--- DIRECTIONS FOR THIS TASK ---
Every entry below is to be retyped exactly as it stands.

--- MATERIAL PROVIDED ---
"""
Issue #73, opened 2019-03-31
add code coverage checks


adimascio:
We should have a check on code coverage. By default, we should block pull requests if new code is not fully covered.

PR #94, opened 2019-04-17
Tech :: Add Coverage

Dalanir:
Need express in issue: #73

### DIFF
--- a/codecov.yml
+++ b/codecov.yml
@@ -1,0 +1,6 @@
+coverage:
+  status:
+    patch: off
+    project: off
+  ignore:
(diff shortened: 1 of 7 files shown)


codecov.yml
```diff
@@ -0,0 +1,6 @@
+coverage:
```
adimascio: Shouldn't we use:

```yaml
coverage:
  status:
    patch:
      default:
        enabled: yes
        target: 100%
```

?

Dalanir: Yes you're right, we should enforce 100% coverage of new code !

PR #1191, opened 2021-11-23
feat(filter-step): use specific operator for date columns TCTC-1193

alice-sevin:
When selecting a date column, transform the operators to have specific one : 'until'/'from'/'isnull'/'notnull' other column type refers to unchanged older types.

operators

PR #1193, opened 2021-11-23
feat(filter-step): replace date widget with new date input TCTC-1194

alice-sevin:
:warning: Need to review https://github.com/ToucanToco/weaverbird/pull/1191 first.

Replace date widget with new date input when a date column is selected in filter step
Also filter variables to return only dates one

Before:
operators

After:
date-input

**Design:**

design

Before:
before-1
before

After:
after-1
after

:warning: Optional (added a two last commit to use variable tag for variable and display value for variables in list, not sure if we want to keep them ? Useful for conceptor to know value of variable right ? )
There is a strange behaviour with tooltip when closing the dropdown, ( solved in the commit using !isEditorOpened, video has been made before :wink: )
hover

### DIFF
--- a/src/components/stepforms/widgets/DateComponents/NewDateInput.vue
+++ b/src/components/stepforms/widgets/DateComponents/NewDateInput.vue
@@ -35,6 +35,7 @@
           :availableVariables="availableVariables"
           :selectedVariables="selectedVariables"
           :enableCustom="enableCustom"
+          :showOnlyLabel="!isEditorOpened"
           @selectCustomVariable="editCustomVariable"
           @input="selectVariable"
           @addAdvancedVariable="openAdvancedVariableModal"
@@ -352,11 +353,11 @@ export default class NewDateInput extends Vue {
   height: 100%;
 }
 .widget-date-input__editor-side {
-  width: 200px;
-  min-width: 200px;
+  width: 285px;
+  min-width: 285px;
   height: 100%;
   max-height: 400px;
-  flex: 1 200px;
+  flex: 1 285px;
   overflow-x: hidden;
   overflow-y: auto;
 }
--- a/src/components/stepforms/widgets/DateComponents/NewDateInput.vue
+++ b/src/components/stepforms/widgets/DateComponents/NewDateInput.vue
@@ -1,5 +1,10 @@
 <template>
-  <div class="widget-date-input">
+  <div
+    class="widget-date-input"
+    :class="{
+      'widget-date-input--opened': isEditorOpened,
+    }"
+  >
     <div class="widget-date-input__container" @click.stop="openEditor">
       <VariableTag
         class="widget-date-input__advanced-variable"
@@ -295,8 +300,19 @@ export default class NewDateInput extends Vue {
   max-width: 400px;
   position: relative;
 }
+
+.widget-date-input--opened {
+  .widget-date-input__container {
+    border-color: $active-color;
+  }
+  .widget-date-input__icon {
+    background-color: $active-color-faded-2;
+    color: $active-color;
+  }
+}
+
 .widget-date-input__container {
-  border: 1px solid $grey-light;
+  border: 1px solid #ddd;
   display: flex;
   align-items: center;
   justify-content: space-between;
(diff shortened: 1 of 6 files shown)


src/components/stepforms/widgets/FilterSimpleCondition.vue
```diff
@@ -203,6 +205,12 @@ export default class FilterSimpleConditionWidget extends Vue {
     return this.featureFlags?.RELATIVE_DATE_FILTERING === 'enable';
   }
 
+  get useDateInput(): boolean {
+    return Boolean(
+      this.hasDateSelectedColumn && this.enableRelativeDateFiltering && this.inputWidget,
+    );
+  }
```
davinov, line 212: Do you use this computed?

src/components/stepforms/widgets/FilterSimpleCondition.vue
```diff
@@ -211,6 +211,14 @@ export default class FilterSimpleConditionWidget extends Vue {
     );
   }
 
+  get filteredAvailableVariables(): VariablesBucket | undefined {
```
davinov, line 214: This would be better named `dateAvailableVariables`

src/components/stepforms/widgets/FilterSimpleCondition.vue
```diff
@@ -211,6 +211,14 @@ export default class FilterSimpleConditionWidget extends Vue {
...
+    if (!this.useDateInput || !this.availableVariables) {
```
davinov, line 215: I think it may be easier to have just two set of variables whatever the case:
`availableVariables` and `dateAvailableVariables`, and then use the `inputWidget` to choose which one to use:
```
availableVariablesForInputWidget(inputWidget) {
  switch(inputWidget) {
    case NewInputWidget:
      return this.dateAvailableVariables;
   default:
     return this.availableVariables
}
```

This way, you do not need a computed (useDateInput) that needs to replicate and stay in sync with the widget actually chosen.

src/components/stepforms/widgets/DateComponents/NewDateInput.vue
```diff
@@ -8,7 +8,7 @@
     <div class="widget-date-input__container" @click.stop="openEditor">
       <VariableTag
         class="widget-date-input__advanced-variable"
-        v-if="advancedVariable"
+        v-if="variable || advancedVariable"
```
davinov, line 11: Good catch!

src/components/stepforms/widgets/DateComponents/NewDateInput.vue
```diff
@@ -35,6 +35,7 @@
           :availableVariables="availableVariables"
           :selectedVariables="selectedVariables"
           :enableCustom="enableCustom"
+          :showOnlyLabel="!isEditorOpened"
```
davinov, line 38: So the value of variables is displayed when we open the dropdown, but then hides when "custom" is selected?
Neat!

davinov (commented):
:100: 
Apart for a computed that I feel duplicates some operator logic, it's ready to merge:

src/components/stepforms/widgets/FilterSimpleCondition.vue
davinov: found in the next commit!

src/components/stepforms/widgets/DateComponents/NewDateInput.vue
alice-sevin: Yes it avoid the strange behaviour of tooltip going to top left screen when closing the popover :wink:

davinov:
While testing on the playground, I noted that the label used for the step doesn't seem to be ok for relative dates:
Screenshot from 2021-11-24 10-56-05
Screenshot from 2021-11-24 10-56-10

alice-sevin:
> While testing on the playground, I noted that the label used for the step doesn't seem to be ok for relative dates: Screenshot from 2021-11-24 10-56-05 Screenshot from 2021-11-24 10-56-10

Strange it take a look at it. It worked like a charm in local

davinov (approved):

PR #1194, opened 2021-11-24
feat(mongo): support from/until operators for fixed dates TCTC-905

davinov:


alice-sevin (approved):
Awesome, cristal clear :pray: !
"""
--- SOLUTION TO THE EXERCISE ---
Issue #73, opened 2019-03-31
add code coverage checks


adimascio:
We should have a check on code coverage. By default, we should block pull requests if new code is not fully covered.

PR #94, opened 2019-04-17
Tech :: Add Coverage

Dalanir:
Need express in issue: #73

### DIFF
--- a/codecov.yml
+++ b/codecov.yml
@@ -1,0 +1,6 @@
+coverage:
+  status:
+    patch: off
+    project: off
+  ignore:
(diff shortened: 1 of 7 files shown)


codecov.yml
```diff
@@ -0,0 +1,6 @@
+coverage:
```
adimascio: Shouldn't we use:

```yaml
coverage:
  status:
    patch:
      default:
        enabled: yes
        target: 100%
```

?

Dalanir: Yes you're right, we should enforce 100% coverage of new code !

PR #1191, opened 2021-11-23
feat(filter-step): use specific operator for date columns TCTC-1193

alice-sevin:
When selecting a date column, transform the operators to have specific one : 'until'/'from'/'isnull'/'notnull' other column type refers to unchanged older types.

operators

PR #1193, opened 2021-11-23
feat(filter-step): replace date widget with new date input TCTC-1194

alice-sevin:
:warning: Need to review https://github.com/ToucanToco/weaverbird/pull/1191 first.

Replace date widget with new date input when a date column is selected in filter step
Also filter variables to return only dates one

Before:
operators

After:
date-input

**Design:**

design

Before:
before-1
before

After:
after-1
after

:warning: Optional (added a two last commit to use variable tag for variable and display value for variables in list, not sure if we want to keep them ? Useful for conceptor to know value of variable right ? )
There is a strange behaviour with tooltip when closing the dropdown, ( solved in the commit using !isEditorOpened, video has been made before :wink: )
hover

### DIFF
--- a/src/components/stepforms/widgets/DateComponents/NewDateInput.vue
+++ b/src/components/stepforms/widgets/DateComponents/NewDateInput.vue
@@ -35,6 +35,7 @@
           :availableVariables="availableVariables"
           :selectedVariables="selectedVariables"
           :enableCustom="enableCustom"
+          :showOnlyLabel="!isEditorOpened"
           @selectCustomVariable="editCustomVariable"
           @input="selectVariable"
           @addAdvancedVariable="openAdvancedVariableModal"
@@ -352,11 +353,11 @@ export default class NewDateInput extends Vue {
   height: 100%;
 }
 .widget-date-input__editor-side {
-  width: 200px;
-  min-width: 200px;
+  width: 285px;
+  min-width: 285px;
   height: 100%;
   max-height: 400px;
-  flex: 1 200px;
+  flex: 1 285px;
   overflow-x: hidden;
   overflow-y: auto;
 }
--- a/src/components/stepforms/widgets/DateComponents/NewDateInput.vue
+++ b/src/components/stepforms/widgets/DateComponents/NewDateInput.vue
@@ -1,5 +1,10 @@
 <template>
-  <div class="widget-date-input">
+  <div
+    class="widget-date-input"
+    :class="{
+      'widget-date-input--opened': isEditorOpened,
+    }"
+  >
     <div class="widget-date-input__container" @click.stop="openEditor">
       <VariableTag
         class="widget-date-input__advanced-variable"
@@ -295,8 +300,19 @@ export default class NewDateInput extends Vue {
   max-width: 400px;
   position: relative;
 }
+
+.widget-date-input--opened {
+  .widget-date-input__container {
+    border-color: $active-color;
+  }
+  .widget-date-input__icon {
+    background-color: $active-color-faded-2;
+    color: $active-color;
+  }
+}
+
 .widget-date-input__container {
-  border: 1px solid $grey-light;
+  border: 1px solid #ddd;
   display: flex;
   align-items: center;
   justify-content: space-between;
(diff shortened: 1 of 6 files shown)


src/components/stepforms/widgets/FilterSimpleCondition.vue
```diff
@@ -203,6 +205,12 @@ export default class FilterSimpleConditionWidget extends Vue {
     return this.featureFlags?.RELATIVE_DATE_FILTERING === 'enable';
   }
 
+  get useDateInput(): boolean {
+    return Boolean(
+      this.hasDateSelectedColumn && this.enableRelativeDateFiltering && this.inputWidget,
+    );
+  }
```
davinov, line 212: Do you use this computed?

src/components/stepforms/widgets/FilterSimpleCondition.vue
```diff
@@ -211,6 +211,14 @@ export default class FilterSimpleConditionWidget extends Vue {
     );
   }
 
+  get filteredAvailableVariables(): VariablesBucket | undefined {
```
davinov, line 214: This would be better named `dateAvailableVariables`

src/components/stepforms/widgets/FilterSimpleCondition.vue
```diff
@@ -211,6 +211,14 @@ export default class FilterSimpleConditionWidget extends Vue {
...
+    if (!this.useDateInput || !this.availableVariables) {
```
davinov, line 215: I think it may be easier to have just two set of variables whatever the case:
`availableVariables` and `dateAvailableVariables`, and then use the `inputWidget` to choose which one to use:
```
availableVariablesForInputWidget(inputWidget) {
  switch(inputWidget) {
    case NewInputWidget:
      return this.dateAvailableVariables;
   default:
     return this.availableVariables
}
```

This way, you do not need a computed (useDateInput) that needs to replicate and stay in sync with the widget actually chosen.

src/components/stepforms/widgets/DateComponents/NewDateInput.vue
```diff
@@ -8,7 +8,7 @@
     <div class="widget-date-input__container" @click.stop="openEditor">
       <VariableTag
         class="widget-date-input__advanced-variable"
-        v-if="advancedVariable"
+        v-if="variable || advancedVariable"
```
davinov, line 11: Good catch!

src/components/stepforms/widgets/DateComponents/NewDateInput.vue
```diff
@@ -35,6 +35,7 @@
           :availableVariables="availableVariables"
           :selectedVariables="selectedVariables"
           :enableCustom="enableCustom"
+          :showOnlyLabel="!isEditorOpened"
```
davinov, line 38: So the value of variables is displayed when we open the dropdown, but then hides when "custom" is selected?
Neat!

davinov (commented):
:100: 
Apart for a computed that I feel duplicates some operator logic, it's ready to merge:

src/components/stepforms/widgets/FilterSimpleCondition.vue
davinov: found in the next commit!

src/components/stepforms/widgets/DateComponents/NewDateInput.vue
alice-sevin: Yes it avoid the strange behaviour of tooltip going to top left screen when closing the popover :wink:

davinov:
While testing on the playground, I noted that the label used for the step doesn't seem to be ok for relative dates:
Screenshot from 2021-11-24 10-56-05
Screenshot from 2021-11-24 10-56-10

alice-sevin:
> While testing on the playground, I noted that the label used for the step doesn't seem to be ok for relative dates: Screenshot from 2021-11-24 10-56-05 Screenshot from 2021-11-24 10-56-10

Strange it take a look at it. It worked like a charm in local

davinov (approved):

PR #1194, opened 2021-11-24
feat(mongo): support from/until operators for fixed dates TCTC-905

davinov:


alice-sevin (approved):
Awesome, cristal clear :pray: !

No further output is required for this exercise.